Answer
a) $-2Q/\epsilon_0$
b) $2Q/\epsilon_0$
Work Step by Step
$$\color{blue}{\bf [a]}$$
When the sphere of radius $R=2a$ is centered at the origin, the two charges $q_1$ and $q_2$, which are at $x=-a$ and at $x= a$ respectively, will be inside the sphere.

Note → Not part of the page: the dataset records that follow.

PR #1792, opened 2025-04-02
Remove old CI scripts.

drwells:
We replaced all of this with GitHub matrix code.

Like the other PR: this is a CI change so the normal checklist doesn't apply.


drwells:
Can someone take a look this week?

boyceg (approved):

Thus, the net electric flux through this sphere is given by
$$\Phi_e=\dfrac{Q_{in}}{\epsilon_0}=\dfrac{q_1+q_2}{\epsilon_0}$$
Plugging the known;
$$\Phi_e =\dfrac{-4Q+2Q}{\epsilon_0}$$
$$\boxed{\Phi_e =\dfrac{- 2Q}{\epsilon_0}}$$
$$\color{blue}{\bf [b]}$$
When the sphere of radius $R=2a$ is centered at $x=2a$, the charge $q_2$, which is at $x= a$, will be the only charge inside the sphere.
Thus, the net electric flux through this sphere is given by
$$\Phi_e=\dfrac{Q_{in}}{\epsilon_0}=\dfrac{ q_2}{\epsilon_0}$$
Plugging the known;
$$\Phi_e =\dfrac{ 2Q}{\epsilon_0}$$
$$\boxed{\Phi_e =\dfrac{ 2Q}{\epsilon_0}}$$